Demirkapu, who speaks Turkish, worked with a colleague who speaks Moroccan Arabic.
“This approach often provided us with deep and emotional interviews, as well as detailed insights. Besides language, we identified several other obstacles, such as lack of knowledge about early care planning, anxiety about making the wrong decision due to low literacy, lack of organisation and taboos around talking about illness and death. Care providers often incorrectly assume that family members will make all the decisions or that the older people themselves do not require early care planning. In fact, many older people welcome conversations about their future care, as long as they are well-informed,” says Demirkapu.
Initially, many respondents, particularly those of Moroccan origin, considered early care planning to be unnecessary for religious reasons. However, after receiving detailed information in their native language, most of them changed their opinion.

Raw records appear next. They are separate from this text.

PR #53, opened 2017-11-23
Add MIAM attended and certification steps

zheileman:
More MIAM questions, and updated decision trees.

Some of these step views are placeholders awaiting final copy and might change, or be removed.

### DIFF
--- a/app/views/steps/miam/no_certification_kickout/show.en.html.erb
+++ b/app/views/steps/miam/no_certification_kickout/show.en.html.erb
@@ -1,0 +1,21 @@
+<% title 'You need a MIAM certificate' %>
+
+<div class="grid-row">
+  <div class="column-two-thirds">
+    <%= step_header %>
+
+    <!-- This is a temporal placeholder -->
+
+    <div class="grid_content_header">
+      <h1 class="heading-xlarge gv-u-heading-xxlarge">You need a signed MIAM certificate from your mediator</h1>
+    </div>
+
+    <div class="govuk-govspeak gv-s-prose">
+      <ol class="list list-number">
+        <li>Go to mediator</li>
+        <li>Ask for certificate</li>
+        <li>Return to continue</li>
+      </ol>
+    </div>
+  </div>
+</div>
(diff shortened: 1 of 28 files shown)


app/views/steps/miam/no_certification_kickout/show.en.html.erb
```diff
@@ -0,0 +1,21 @@
+<% title 'You need a MIAM certificate' %>
+
+<div class="grid-row">
+  <div class="column-two-thirds">
+    <%= step_header %>
+
+    <!-- This is a temporal placeholder -->
```
tatyree: You mean 'temporary'?  It that why the copy isn't in the translations?

app/views/steps/miam/not_attended_info/show.en.html.erb
```diff
@@ -0,0 +1,24 @@
+<% title 'MIAM not attended' %>
+
+<div class="grid-row">
+  <div class="column-two-thirds">
+    <%= step_header %>
+
+    <!-- This is a temporal placeholder -->
```
tatyree: You mean 'temporary'? It that why the copy isn't in the translations?

app/views/steps/miam/no_certification_kickout/show.en.html.erb
zheileman: Yep, temporary 😄

The fact it is not in translations is in effect because we don't know yet the final copy but also because for some static copy-heavy steps, without form objects, fields, etc. for this project we are going with translated files instead i.e. `show.en.html.erb` for english, etc. as that makes it easier to update/maintain than having a lot of keys in i18n or a huge key with embedded html.

tatyree: That's fine.  Can you change 'temporal' to 'temporary', please?

app/views/steps/miam/not_attended_info/show.en.html.erb
tatyree: Can you change 'temporal' to 'temporary', please?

Demirkapu: “There is a clear need for awareness-raising campaigns and educational programmes about early care planning, aimed at older people with a migration background. So we will continue to work on developing video material in the native language of these groups and easy-to-understand tools such as pictograms and card games. These could be used, for example, at information evenings organised with cultural associations and community and religious leaders. This kind of practical solution can encourage older people to talk about their end-of-life wishes and can help care providers to facilitate conversations about early care planning.”